Task instructions
Go line by line through the data below and work out how many lines contain "delete"; the answer is that number alone.

=== Section Start ===

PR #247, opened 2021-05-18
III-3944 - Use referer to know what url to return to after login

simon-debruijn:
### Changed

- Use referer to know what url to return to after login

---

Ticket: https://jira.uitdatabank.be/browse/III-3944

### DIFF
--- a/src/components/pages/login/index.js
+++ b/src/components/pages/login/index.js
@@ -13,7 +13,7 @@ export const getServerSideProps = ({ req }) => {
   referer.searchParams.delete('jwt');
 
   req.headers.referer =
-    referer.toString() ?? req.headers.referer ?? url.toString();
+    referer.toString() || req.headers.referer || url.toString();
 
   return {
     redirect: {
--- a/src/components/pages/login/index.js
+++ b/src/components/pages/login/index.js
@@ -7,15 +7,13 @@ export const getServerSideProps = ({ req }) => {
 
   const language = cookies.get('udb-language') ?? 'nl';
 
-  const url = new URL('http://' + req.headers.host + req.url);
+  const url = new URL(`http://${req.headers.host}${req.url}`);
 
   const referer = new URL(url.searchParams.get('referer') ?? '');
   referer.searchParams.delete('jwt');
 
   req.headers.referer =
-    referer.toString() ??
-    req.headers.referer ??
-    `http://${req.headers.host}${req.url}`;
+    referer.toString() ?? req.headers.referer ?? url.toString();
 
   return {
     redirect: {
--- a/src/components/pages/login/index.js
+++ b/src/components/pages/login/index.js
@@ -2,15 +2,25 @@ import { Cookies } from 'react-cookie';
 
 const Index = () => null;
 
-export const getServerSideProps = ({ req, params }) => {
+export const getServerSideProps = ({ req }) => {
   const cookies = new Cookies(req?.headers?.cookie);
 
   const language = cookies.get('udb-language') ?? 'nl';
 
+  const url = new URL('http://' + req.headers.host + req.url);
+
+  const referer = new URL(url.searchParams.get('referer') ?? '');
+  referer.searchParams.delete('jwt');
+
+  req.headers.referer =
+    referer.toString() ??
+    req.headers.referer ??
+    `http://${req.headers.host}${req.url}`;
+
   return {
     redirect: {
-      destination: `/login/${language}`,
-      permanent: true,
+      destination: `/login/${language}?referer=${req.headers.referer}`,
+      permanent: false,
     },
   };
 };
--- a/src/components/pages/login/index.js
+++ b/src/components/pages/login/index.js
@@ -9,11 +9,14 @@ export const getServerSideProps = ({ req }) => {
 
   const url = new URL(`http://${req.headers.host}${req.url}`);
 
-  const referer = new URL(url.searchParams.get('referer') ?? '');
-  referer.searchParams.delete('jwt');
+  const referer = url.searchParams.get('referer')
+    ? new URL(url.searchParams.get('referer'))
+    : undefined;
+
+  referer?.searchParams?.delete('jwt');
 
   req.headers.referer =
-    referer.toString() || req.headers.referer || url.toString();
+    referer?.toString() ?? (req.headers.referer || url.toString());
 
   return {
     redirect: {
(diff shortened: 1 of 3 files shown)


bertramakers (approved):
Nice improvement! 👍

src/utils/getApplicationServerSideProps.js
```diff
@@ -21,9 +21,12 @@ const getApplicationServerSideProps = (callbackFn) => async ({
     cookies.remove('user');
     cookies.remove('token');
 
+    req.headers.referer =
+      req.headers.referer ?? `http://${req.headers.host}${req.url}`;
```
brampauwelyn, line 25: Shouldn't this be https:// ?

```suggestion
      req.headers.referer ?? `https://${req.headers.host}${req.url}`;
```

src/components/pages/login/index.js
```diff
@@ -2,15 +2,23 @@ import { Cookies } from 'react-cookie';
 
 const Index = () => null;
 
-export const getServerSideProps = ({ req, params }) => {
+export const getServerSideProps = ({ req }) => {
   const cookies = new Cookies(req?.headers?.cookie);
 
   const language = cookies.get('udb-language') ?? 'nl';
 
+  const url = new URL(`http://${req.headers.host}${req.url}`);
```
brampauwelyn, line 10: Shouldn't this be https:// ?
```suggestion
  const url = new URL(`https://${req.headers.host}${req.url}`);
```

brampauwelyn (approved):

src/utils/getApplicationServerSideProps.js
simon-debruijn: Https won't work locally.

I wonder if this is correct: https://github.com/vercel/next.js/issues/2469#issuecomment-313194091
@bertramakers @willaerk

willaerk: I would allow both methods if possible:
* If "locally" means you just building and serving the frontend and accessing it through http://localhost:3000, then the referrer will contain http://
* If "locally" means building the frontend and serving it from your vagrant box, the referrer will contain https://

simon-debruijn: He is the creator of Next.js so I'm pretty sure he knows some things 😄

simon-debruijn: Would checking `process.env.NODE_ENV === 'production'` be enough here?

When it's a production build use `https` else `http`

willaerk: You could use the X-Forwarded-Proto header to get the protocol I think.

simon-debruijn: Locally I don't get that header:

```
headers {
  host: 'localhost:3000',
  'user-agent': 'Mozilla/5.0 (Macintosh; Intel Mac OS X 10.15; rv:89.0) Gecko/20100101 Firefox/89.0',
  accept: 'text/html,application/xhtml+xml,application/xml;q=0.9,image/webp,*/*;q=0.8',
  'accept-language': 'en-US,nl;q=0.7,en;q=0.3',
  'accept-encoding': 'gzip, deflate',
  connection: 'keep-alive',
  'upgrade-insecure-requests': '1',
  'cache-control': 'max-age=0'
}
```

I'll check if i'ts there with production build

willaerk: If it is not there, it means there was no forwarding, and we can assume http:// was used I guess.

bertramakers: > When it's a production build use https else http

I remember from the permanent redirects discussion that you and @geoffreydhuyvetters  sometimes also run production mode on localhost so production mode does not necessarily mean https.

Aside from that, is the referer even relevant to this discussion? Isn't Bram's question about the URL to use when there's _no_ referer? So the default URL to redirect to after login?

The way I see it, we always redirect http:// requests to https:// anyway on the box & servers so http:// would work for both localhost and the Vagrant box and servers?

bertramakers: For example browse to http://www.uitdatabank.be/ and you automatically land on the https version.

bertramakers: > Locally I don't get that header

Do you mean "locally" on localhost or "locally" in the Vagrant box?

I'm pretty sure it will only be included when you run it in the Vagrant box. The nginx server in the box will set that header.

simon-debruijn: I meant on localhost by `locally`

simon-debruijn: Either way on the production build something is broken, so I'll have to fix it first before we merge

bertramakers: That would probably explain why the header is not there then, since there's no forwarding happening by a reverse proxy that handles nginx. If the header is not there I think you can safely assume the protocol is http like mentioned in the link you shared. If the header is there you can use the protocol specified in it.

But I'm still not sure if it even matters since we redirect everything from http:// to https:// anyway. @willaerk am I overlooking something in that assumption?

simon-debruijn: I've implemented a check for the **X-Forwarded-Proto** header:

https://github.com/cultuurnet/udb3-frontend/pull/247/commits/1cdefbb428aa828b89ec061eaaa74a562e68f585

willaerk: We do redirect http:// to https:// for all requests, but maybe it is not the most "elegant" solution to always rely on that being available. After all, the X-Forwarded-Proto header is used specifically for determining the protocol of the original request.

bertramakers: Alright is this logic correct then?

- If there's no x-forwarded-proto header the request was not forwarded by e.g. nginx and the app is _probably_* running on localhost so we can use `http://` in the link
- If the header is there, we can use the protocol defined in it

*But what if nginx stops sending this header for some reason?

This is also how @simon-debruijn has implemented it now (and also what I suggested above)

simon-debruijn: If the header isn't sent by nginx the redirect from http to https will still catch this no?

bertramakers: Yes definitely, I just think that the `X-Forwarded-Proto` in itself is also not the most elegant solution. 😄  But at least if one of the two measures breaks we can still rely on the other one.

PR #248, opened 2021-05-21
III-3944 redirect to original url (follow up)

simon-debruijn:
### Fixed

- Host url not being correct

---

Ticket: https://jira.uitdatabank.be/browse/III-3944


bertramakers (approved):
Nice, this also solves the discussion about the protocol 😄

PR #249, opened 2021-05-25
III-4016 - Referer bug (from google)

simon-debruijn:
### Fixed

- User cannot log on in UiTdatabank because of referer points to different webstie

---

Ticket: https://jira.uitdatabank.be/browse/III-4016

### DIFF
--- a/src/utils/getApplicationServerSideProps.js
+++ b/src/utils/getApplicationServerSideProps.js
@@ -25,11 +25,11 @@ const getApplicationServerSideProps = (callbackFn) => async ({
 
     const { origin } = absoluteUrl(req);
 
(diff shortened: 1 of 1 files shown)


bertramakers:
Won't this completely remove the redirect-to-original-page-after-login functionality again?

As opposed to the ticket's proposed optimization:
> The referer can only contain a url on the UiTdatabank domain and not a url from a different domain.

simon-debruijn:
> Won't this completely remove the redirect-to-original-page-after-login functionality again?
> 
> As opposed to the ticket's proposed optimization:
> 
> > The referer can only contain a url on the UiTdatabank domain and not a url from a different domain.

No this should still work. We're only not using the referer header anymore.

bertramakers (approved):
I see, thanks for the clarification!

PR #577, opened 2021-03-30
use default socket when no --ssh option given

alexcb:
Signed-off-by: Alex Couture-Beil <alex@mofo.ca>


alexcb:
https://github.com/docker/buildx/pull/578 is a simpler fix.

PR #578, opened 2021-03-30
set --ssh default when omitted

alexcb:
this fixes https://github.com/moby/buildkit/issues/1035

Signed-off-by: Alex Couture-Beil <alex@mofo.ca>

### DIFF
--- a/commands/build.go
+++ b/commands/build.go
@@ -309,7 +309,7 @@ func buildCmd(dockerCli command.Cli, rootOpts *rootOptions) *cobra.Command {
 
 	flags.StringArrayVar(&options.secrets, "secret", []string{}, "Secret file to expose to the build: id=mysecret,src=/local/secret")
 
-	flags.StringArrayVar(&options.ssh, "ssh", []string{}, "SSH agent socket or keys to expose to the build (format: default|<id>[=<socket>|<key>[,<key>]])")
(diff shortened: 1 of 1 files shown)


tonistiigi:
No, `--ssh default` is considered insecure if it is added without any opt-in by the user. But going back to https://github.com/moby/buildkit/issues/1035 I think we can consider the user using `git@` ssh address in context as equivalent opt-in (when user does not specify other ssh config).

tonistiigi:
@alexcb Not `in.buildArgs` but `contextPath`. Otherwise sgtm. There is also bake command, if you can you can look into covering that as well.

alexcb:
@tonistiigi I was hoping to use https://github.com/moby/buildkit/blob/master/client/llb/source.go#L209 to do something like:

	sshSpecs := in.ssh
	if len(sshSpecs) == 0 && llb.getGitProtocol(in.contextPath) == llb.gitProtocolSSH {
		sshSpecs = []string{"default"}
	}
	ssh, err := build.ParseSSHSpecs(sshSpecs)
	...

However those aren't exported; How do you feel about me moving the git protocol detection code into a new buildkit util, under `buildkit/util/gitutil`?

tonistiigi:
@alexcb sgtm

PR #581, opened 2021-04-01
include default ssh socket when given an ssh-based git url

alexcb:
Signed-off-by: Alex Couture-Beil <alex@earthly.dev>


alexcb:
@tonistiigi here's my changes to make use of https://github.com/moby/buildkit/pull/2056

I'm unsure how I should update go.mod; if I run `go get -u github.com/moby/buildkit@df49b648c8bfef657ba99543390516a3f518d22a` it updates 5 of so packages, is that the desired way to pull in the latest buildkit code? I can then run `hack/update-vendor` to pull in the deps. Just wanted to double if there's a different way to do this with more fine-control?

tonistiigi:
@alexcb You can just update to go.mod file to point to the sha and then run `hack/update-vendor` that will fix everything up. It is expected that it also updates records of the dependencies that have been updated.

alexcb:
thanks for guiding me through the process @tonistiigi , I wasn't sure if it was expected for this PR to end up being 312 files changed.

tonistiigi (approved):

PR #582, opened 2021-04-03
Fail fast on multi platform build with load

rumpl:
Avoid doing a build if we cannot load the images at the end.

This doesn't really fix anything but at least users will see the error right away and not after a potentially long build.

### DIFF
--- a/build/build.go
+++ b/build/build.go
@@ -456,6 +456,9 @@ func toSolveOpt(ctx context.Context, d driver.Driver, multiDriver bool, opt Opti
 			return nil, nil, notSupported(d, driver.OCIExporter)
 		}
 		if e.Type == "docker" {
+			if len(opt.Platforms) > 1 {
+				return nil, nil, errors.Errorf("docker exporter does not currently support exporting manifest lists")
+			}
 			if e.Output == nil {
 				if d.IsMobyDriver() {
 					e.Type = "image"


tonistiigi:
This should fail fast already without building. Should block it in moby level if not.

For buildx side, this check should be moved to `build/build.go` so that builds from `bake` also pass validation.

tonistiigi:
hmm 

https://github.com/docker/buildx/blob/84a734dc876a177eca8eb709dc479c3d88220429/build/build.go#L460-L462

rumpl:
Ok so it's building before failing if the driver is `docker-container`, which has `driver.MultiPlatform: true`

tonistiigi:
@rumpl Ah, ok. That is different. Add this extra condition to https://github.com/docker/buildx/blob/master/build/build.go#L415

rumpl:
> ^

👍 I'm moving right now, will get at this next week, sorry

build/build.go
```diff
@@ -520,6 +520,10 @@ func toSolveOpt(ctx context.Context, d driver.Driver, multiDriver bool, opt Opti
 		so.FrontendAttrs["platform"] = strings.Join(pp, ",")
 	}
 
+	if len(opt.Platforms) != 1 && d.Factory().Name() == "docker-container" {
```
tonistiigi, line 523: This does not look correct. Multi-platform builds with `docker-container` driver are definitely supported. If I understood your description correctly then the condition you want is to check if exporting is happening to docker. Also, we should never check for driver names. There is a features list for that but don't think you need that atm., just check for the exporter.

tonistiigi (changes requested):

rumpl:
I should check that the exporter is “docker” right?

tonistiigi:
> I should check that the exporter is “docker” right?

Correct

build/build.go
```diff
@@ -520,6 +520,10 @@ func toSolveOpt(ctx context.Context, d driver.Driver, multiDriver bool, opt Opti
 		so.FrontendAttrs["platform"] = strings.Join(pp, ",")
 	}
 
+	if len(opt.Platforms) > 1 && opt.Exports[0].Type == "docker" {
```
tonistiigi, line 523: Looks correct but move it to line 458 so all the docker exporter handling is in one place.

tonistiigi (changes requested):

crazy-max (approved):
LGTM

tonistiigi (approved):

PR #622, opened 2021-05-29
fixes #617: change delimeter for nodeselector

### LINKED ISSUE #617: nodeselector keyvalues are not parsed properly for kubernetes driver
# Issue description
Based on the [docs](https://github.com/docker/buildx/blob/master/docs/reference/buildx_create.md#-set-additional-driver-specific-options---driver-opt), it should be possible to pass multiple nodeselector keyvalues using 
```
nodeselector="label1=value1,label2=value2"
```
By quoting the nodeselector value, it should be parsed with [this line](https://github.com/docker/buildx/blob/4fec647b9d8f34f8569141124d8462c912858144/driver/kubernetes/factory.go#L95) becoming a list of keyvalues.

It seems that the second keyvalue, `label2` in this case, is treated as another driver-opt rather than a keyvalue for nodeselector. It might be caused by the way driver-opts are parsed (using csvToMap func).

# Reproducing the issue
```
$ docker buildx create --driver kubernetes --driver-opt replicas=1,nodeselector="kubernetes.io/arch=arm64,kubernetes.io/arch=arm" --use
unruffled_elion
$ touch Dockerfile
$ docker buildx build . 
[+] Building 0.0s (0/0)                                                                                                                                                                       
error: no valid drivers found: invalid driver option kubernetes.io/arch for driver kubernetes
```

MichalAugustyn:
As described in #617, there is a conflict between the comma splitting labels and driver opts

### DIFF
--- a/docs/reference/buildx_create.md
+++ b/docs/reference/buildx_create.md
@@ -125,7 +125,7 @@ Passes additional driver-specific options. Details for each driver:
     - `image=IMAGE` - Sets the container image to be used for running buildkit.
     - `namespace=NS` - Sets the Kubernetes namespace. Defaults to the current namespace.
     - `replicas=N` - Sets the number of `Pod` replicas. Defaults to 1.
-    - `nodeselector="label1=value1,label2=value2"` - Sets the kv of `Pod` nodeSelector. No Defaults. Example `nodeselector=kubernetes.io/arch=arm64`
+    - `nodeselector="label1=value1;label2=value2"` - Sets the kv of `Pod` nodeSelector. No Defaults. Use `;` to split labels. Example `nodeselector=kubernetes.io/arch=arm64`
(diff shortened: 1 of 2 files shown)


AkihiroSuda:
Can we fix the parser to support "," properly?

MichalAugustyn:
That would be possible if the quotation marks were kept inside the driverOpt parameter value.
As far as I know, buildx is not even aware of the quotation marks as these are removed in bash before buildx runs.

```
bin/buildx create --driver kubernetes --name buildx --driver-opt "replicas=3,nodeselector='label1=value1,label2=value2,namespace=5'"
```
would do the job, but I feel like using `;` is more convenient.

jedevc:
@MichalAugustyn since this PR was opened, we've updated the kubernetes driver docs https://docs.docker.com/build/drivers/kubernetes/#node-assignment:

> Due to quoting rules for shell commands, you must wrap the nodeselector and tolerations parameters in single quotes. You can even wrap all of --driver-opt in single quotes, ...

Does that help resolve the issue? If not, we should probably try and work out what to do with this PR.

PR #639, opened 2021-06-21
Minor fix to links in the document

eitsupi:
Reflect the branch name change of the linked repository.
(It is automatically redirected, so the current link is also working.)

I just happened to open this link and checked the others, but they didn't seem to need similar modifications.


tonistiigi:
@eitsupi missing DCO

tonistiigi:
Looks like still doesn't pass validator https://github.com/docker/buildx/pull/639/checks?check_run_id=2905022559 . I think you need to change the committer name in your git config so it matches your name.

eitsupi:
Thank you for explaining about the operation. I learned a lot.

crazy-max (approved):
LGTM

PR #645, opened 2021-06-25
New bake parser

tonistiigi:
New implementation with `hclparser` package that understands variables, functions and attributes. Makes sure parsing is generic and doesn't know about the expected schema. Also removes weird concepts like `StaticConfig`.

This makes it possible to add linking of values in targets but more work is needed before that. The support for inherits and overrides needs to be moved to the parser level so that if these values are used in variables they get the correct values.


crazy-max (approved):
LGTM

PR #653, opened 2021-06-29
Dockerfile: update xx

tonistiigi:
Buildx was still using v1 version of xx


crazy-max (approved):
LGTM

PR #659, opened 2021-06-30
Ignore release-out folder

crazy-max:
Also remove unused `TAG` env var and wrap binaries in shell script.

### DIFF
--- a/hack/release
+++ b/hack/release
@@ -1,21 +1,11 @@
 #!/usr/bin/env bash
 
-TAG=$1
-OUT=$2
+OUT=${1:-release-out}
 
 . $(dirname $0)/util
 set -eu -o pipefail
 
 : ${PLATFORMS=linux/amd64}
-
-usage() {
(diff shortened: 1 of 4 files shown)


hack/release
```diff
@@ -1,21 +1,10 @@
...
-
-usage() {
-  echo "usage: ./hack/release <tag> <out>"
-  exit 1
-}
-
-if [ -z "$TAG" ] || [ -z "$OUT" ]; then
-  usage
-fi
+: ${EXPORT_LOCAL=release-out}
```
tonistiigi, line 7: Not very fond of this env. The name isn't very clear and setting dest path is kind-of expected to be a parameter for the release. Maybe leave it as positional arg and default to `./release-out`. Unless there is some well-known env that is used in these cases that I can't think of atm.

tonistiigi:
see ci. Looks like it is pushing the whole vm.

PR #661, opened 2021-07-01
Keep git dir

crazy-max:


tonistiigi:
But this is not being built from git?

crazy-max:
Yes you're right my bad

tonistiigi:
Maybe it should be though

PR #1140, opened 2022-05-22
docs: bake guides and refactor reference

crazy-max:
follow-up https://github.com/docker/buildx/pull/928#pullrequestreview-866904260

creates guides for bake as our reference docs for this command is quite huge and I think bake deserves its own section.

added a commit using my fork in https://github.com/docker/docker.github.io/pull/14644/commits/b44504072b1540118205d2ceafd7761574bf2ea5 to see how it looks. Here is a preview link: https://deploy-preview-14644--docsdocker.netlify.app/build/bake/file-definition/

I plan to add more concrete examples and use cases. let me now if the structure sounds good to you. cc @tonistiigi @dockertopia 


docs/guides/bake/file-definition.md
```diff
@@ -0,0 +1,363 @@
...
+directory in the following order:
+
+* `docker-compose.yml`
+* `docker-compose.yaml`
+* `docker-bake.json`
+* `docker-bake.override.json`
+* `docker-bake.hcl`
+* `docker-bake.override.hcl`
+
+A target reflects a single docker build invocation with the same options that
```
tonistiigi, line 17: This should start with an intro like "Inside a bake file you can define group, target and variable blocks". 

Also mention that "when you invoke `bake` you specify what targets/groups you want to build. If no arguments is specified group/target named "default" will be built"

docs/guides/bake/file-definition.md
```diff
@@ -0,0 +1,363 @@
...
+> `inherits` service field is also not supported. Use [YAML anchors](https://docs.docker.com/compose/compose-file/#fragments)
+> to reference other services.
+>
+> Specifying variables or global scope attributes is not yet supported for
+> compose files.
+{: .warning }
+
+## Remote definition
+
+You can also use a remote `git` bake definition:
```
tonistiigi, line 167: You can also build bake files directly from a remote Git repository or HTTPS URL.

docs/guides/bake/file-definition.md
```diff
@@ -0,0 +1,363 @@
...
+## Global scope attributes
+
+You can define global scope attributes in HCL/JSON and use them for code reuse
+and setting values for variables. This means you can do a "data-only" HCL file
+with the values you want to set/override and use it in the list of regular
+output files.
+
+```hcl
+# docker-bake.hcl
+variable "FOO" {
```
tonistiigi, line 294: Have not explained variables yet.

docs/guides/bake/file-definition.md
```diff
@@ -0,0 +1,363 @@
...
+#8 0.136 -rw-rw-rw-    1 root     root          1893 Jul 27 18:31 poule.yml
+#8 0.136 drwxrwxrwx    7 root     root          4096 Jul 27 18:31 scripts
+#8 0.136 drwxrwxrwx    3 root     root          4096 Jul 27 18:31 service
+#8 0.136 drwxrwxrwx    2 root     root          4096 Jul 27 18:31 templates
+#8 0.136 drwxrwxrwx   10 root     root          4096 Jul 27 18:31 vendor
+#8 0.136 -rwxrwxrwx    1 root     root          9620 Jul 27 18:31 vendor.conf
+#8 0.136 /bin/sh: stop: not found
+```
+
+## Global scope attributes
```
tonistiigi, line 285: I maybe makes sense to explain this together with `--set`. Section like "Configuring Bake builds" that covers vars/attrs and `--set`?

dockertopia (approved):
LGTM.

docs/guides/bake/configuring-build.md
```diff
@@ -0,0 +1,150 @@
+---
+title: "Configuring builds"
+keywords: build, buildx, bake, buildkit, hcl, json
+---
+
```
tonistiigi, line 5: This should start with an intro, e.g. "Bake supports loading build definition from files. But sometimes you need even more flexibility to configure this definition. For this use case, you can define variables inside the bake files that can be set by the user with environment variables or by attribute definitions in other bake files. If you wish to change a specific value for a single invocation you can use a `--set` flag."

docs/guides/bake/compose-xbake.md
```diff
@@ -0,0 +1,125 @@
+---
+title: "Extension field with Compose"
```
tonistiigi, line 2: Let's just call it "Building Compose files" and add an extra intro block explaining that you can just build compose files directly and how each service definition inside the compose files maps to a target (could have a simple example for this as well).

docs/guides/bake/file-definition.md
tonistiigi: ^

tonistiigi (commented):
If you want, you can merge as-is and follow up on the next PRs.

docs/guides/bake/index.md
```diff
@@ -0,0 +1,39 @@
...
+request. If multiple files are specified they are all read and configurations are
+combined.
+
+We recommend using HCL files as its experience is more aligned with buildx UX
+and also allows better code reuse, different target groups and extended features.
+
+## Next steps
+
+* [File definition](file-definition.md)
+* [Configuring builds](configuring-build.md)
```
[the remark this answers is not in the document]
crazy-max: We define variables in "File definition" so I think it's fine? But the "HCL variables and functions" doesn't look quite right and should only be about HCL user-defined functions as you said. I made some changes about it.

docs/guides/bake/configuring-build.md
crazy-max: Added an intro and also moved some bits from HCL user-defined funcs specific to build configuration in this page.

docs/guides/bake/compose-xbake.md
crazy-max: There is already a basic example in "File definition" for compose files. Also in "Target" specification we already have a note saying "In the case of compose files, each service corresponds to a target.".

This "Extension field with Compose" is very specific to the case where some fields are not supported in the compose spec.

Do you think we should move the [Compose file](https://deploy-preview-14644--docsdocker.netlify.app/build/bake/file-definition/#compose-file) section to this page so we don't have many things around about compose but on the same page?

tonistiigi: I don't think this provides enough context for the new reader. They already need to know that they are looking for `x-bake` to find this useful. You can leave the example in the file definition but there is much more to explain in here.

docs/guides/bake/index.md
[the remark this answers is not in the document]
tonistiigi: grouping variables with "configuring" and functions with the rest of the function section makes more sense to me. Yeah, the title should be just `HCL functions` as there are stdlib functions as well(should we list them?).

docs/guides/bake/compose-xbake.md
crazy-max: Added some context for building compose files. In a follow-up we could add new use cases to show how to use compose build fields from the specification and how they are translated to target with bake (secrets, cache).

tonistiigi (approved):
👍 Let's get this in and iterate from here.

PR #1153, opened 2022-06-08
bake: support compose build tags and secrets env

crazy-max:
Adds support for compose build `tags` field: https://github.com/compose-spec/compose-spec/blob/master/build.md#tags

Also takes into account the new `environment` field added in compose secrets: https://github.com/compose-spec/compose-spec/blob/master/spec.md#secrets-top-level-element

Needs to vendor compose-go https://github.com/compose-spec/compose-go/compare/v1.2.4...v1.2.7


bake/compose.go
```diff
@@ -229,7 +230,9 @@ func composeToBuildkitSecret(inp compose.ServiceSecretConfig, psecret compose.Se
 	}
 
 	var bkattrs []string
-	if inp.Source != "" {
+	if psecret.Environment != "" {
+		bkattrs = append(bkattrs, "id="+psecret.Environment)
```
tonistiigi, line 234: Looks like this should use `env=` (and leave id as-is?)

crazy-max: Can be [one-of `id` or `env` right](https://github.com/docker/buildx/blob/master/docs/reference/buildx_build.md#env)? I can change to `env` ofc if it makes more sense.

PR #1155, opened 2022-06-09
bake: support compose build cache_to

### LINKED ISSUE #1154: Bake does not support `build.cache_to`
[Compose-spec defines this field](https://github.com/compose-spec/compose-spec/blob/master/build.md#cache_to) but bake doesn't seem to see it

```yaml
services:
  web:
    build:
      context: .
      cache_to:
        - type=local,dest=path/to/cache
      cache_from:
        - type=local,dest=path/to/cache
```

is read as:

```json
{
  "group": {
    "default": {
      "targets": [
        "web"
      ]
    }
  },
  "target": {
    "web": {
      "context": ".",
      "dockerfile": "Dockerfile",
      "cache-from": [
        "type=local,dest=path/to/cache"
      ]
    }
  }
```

=== Section End ===

Your solution
5